“Here’s a crude generalization: after the sixties, intellect and patriotism went separate ways, to the detriment of both. This mutual hostility made intellectuals less responsible and soldiers less thoughtful,” writes George Packer at The New Yorker’s Interesting Times blog.
“The wars in Iraq and Afghanistan have begun to close the divide. I think the reasons are these: first, September 11th made military service more attractive to the kind of college students who used to find it unthinkable … Second, the nature of these wars demands a soldier who is more than an artilleryman with an engineering degree. … The soldiers whose reputations have been made and not destroyed in Iraq — General David Petraeus, Colonel H. R. McMaster, Lieutenant Colonel John Nagl — have doctorates in the humanities.“
Hmm, I think we can agree that this is a promising development. But is the observation true?
The latest kerfuffle in the blogosphere involves a diary posting by one “liquidman” at Daily Kos titled “KILLITARY: How America’s Armed Forces Create Serial Killers and Mass Murderers” that was apparently quickly taken down from the site (you can see a Google cache of it here).

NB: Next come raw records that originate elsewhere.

PR #16270, opened 2023-03-15
refactor: highlight selected component in theme editor

sissbruecker:
## Description

Adds an outline to the selected component in the theme editor. The outline gets removed when the component picker is opened again, or when the editor is removed from the DOM.

Bildschirmfoto 2023-03-15 um 21 27 39
Bildschirmfoto 2023-03-15 um 21 27 29

### DIFF
--- a/vaadin-dev-server/frontend/theme-editor/editor.ts
+++ b/vaadin-dev-server/frontend/theme-editor/editor.ts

Predictably, conservatives were outraged. Ace of Spades points out that “given the millions upon millions upon millions of young (and not so young) men who’ve served in the military in the past 50 years, it’s hardly surprising to find serial killers among them. And drug dealers. And hit men. And rapists. And gentleman cat-burglar jewel-thieves, even.”
But so too were many of the left, like Kyle E. Moore, a Vietnam veteran. “For us to drop the fiction of supporting the troops, it has to be fiction first, which wasn’t true, right?” he asks. “I got a pretty unassailable record on supporting the troops because I think it’s the right thing to do. They’re doing their job, and doing it honorably and admirably and making the best of one severely screwed up situation … And the rapid deletion of the post obviously was a result of Kos not wanting anyone [peeking] up his skirt and finding the little anti-troop monster there.”
Still, argues Moore, for the right to take one tendentious diary posting on Kos and using it “to call into question Kos’ integrity, and then by association, all of us on the left,” seems more than a bit overblown.
All in all, there seems to be a stunning amount of mutual understanding here, so perhaps Packer is on to something. Let’s see if the new tolerance holds up through a much larger storm brewing on that front: The New Republic’s shocking series of Baghdad dispatches [$], by a soldier writing under the name Scott Thomas, that the Pentagon and scores of right-wing bloggers insist are a left-wing smear campaign.
“Self-hate, in the Jewish context, is assailed by traditionalists, quantified by sociologists, catalogued by hobbyists, ribbed by comedians, feared by parents,” writes Bradley Burston at Haaretz.com. “It is also underrated.”
No, Burston isn’t channeling Woody Allen he feels that “the Jew who is viciously critical of matters Jewish - or for whom Jewishness and Israel are sources of shame - may shed light on issues we may wrongly choose to ignore or accept” and that Muslims to learn from their old enemies’ navel-gazing ways: “It may be argued that an element of self-hate could benefit the contemporary Muslim world no less. The sense of moral superiority and ultimate entitlement is strong within Islam as well. This has proven no healthier for Muslims than it has for Jews.”